RECORDS PROVIDED:
PR #5114, opened 2022-03-29
Upgrade to latest build tools go.opentelemetry.io/build-tools

bogdandrutu:


internal/tools/go.mod
```diff
@@ -4,16 +4,16 @@ go 1.17
 
 require (
 	github.com/client9/misspell v0.3.4
-	github.com/golangci/golangci-lint v1.45.2
+	github.com/golangci/golangci-lint v1.45.0
```
Aneurysm9, line 7: Is this downgrade to deal with the modified tag in one of its dependencies?  Can that dependency version be excluded instead?

Aneurysm9 (approved):

internal/tools/go.mod
bogdandrutu: Not sure what happened, was definitely not intentional.

PR #5115, opened 2022-03-30
fix bug with nil Sum

codeboten:
A bug was caught in the prometheus tests in the contrib repository where a histogram datapoint that contained a nil sum was copied into a new datapoint, resulting in the sum being initialized to 0.

Added a test to validate the issue is fixed. I will add another issue to add this test to the generated tests for future use.


codeboten:
Skipping changelog as this bug has not been released yet.

Aneurysm9 (approved):

dmitryax (approved):

PR #6109, opened 2022-09-16
Remove duplicate entry in CHANGELOG

bogdandrutu:


bogdandrutu:
I know that @jpkrohling will say that this is yet another reason to use the contrib tool, still I am not sold for the extra work to create a new file every time, etc. makes sense. Right now we are merging lots of PRs in core, but this will slowdown and the tool just causes way more work. Also just my feeling, we are over document things in CHANGELOG because every PR needs a CHANGELOG entry, look at the random enhancements in contrib. Anyway just me commenting about this :))

dmitryax (approved):

jpkrohling:
> I know that @jpkrohling will say that this is yet another reason to use the contrib tool

You know me too well!

Issue #5084, opened 2022-03-24
otel collector telemetry metrics server won't spawn again after restarting


splunkericl:
**Describe the bug**
When the collector is shutdown and run again(or another collector is run again), the telemetry metrics server won't spawn again. 
- collector telemetry is shut down [here](https://github.com/open-telemetry/opentelemetry-collector/blob/main/service/collector.go#L277) when shutdown is called
- when collector is run telemetry is init [here](https://github.com/open-telemetry/opentelemetry-collector/blob/main/service/collector.go#L246)
- the telemetry init implementation only [initialize this once](https://github.com/open-telemetry/opentelemetry-collector/blob/1b7618728835aca5591221b23e92d91ad43f1905/service/telemetry.go#L84)

**Steps to reproduce**
- create a otel collector
- call Run with settings
- call shutdown
- create another otel collector
- call Run with new settings
- metrics server won't spawn again

**What did you expect to see?**
When a new collector is run again. metrics server should still be spawned

**What did you see instead?**
metrics server no longer spawns due to initOnce call.

**What version did you use?**
Version: v0.46.0

**What config did you use?**
Any valid config

**Environment**
OS: macOS catalina
Compiler(if manually compiled): go 1.17.3

**Additional context**

tigrannajaryan:
>call shutdown
Are you calling [Shutdown](https://github.com/open-telemetry/opentelemetry-collector/blob/cb868e20c8ffc616c7ca84c68834bb3bdeab82c3/service/collector.go#L128)? As far as I remember that puts the Service in a terminal state. It is not expected that Run will work again after that.

More importantly, why are you doing this? If you want to reload the Service with new config you need to use the [ConfigProvider.Watch](https://github.com/open-telemetry/opentelemetry-collector/blob/cb868e20c8ffc616c7ca84c68834bb3bdeab82c3/service/config_provider.go#L46) capability.

splunkericl:
Even if we use the watch method, the internal implementation for watch is similar. See: https://github.com/open-telemetry/opentelemetry-collector/blob/cb868e20c8ffc616c7ca84c68834bb3bdeab82c3/service/collector.go#L162-L165

It would invoke the shutdown function and then Run with the new settings.

tigrannajaryan:
> It would invoke the shutdown function and then Run with the new settings.

OK, this looks like a legitimate bug in that case. 

[...]

PR #6138, opened 2022-09-22
Changed how the telemetryInitializer is created

cpheps:
**Description:** 
Changed how the `telemetryInitializer` is created. Previously only a single instance of the `telemetryInitializer` was created for a process. The caused an issue if a `Collector` instance was shutdown and a new one was created the new instance would get the global instance that was shutdown as a result of the first Collector instance being shutdown.

The new logic ensures the feature gate is only registered once but a new `telemetryInitializer` instance is created per instance of the collector.

**Link to tracking Issue:** 
Tangentially related to #5084. 

In that issue the desired design is:

> I think we are going to the direction to follow the language pattern which is after Shutdown you cannot call Run on the same instance, you have to create a new instance.

I believe this respects that design and fixes a bug where a new instance could not fully startup with the same expectations as the previous instance.

**Testing:** 
Modified unit tests. Also, tested with our OPAMP enabled [agent](https://github.com/observIQ/observiq-otel-collector) and [server](https://github.com/observiq/bindplane-op) to verify that we can create a new instance of the collector with a changed config in a single process and have telemetry still be active. Previously it would not be.

### DIFF
--- a/service/telemetry.go
+++ b/service/telemetry.go
@@ -46,9 +46,6 @@ import (
 	"go.opentelemetry.io/collector/service/telemetry"
 )
 
-// internalMetricFGRegisterOnce is a Once that ensures that the internal metric feature gate is only registered once
-var internalMetricFGRegisterOnce sync.Once
-
 const (
 	zapKeyTelemetryAddress = "address"
 	zapKeyTelemetryLevel   = "level"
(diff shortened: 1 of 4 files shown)


cpheps:
For CI failures
Looks like codecov got a 404 on upload and that the contrib tests are currently broken but being fixed.

service/telemetry.go
```diff
@@ -78,10 +78,13 @@ type telemetryInitializer struct {
 }
 
 func newColTelemetry(registry *featuregate.Registry) *telemetryInitializer {
-	registry.MustRegister(featuregate.Gate{
-		ID:          useOtelForInternalMetricsfeatureGateID,
-		Description: "controls whether the collector to uses OpenTelemetry for internal metrics",
-		Enabled:     false,
+	// Ensure we only do the register once
+	internalMetricFGRegisterOnce.Do(func() {
```
djaglowski, line 82: It feels awkward to have a once-ever command occur within what is essentially a constructor. Should this just be moved elsewhere? Perhaps in an `init` func?

This might allow the test override to be removed as well.

djaglowski:
Is there a particular PR that is supposed to fix the contrib tests? If so, will you link it here so we can track it?

service/telemetry.go
cpheps: Yeah, it's not uncommon for singleton patterns to do this in getters that act as first time creations. Though the purpose of this function has changed with the new logic. I have no problem putting it into an init function. I will have to double check the tests though. If this logic needs to be tested it'll have to be broken out into it's own function that is wrapped in an init.

cpheps:
> Is there a particular PR that is supposed to fix the contrib tests? If so, will you link it here so we can track it?

I believe it was this PR https://github.com/open-telemetry/opentelemetry-collector-contrib/pull/14390. The contrib tests look like the fail due to a signalfx go mod error.

service/telemetry.go
cpheps: Pushed a refactor to remove the `Once` and move the register into an init function.

djaglowski (approved):
This LGTM.

djaglowski:
@open-telemetry/collector-maintainers, anyone available to take a look at this one?

Aneurysm9 (approved):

EXERCISE BRIEF: Going back to the entries above, set down exactly the lines that begin at the one with "When the collector" and end at the one with "- call Run with new settings", both included, and nothing else.

ANSWER BOX:
When the collector is shutdown and run again(or another collector is run again), the telemetry metrics server won't spawn again. 
- collector telemetry is shut down [here](https://github.com/open-telemetry/opentelemetry-collector/blob/main/service/collector.go#L277) when shutdown is called
- when collector is run telemetry is init [here](https://github.com/open-telemetry/opentelemetry-collector/blob/main/service/collector.go#L246)
- the telemetry init implementation only [initialize this once](https://github.com/open-telemetry/opentelemetry-collector/blob/1b7618728835aca5591221b23e92d91ad43f1905/service/telemetry.go#L84)

**Steps to reproduce**
- create a otel collector
- call Run with settings
- call shutdown
- create another otel collector
- call Run with new settings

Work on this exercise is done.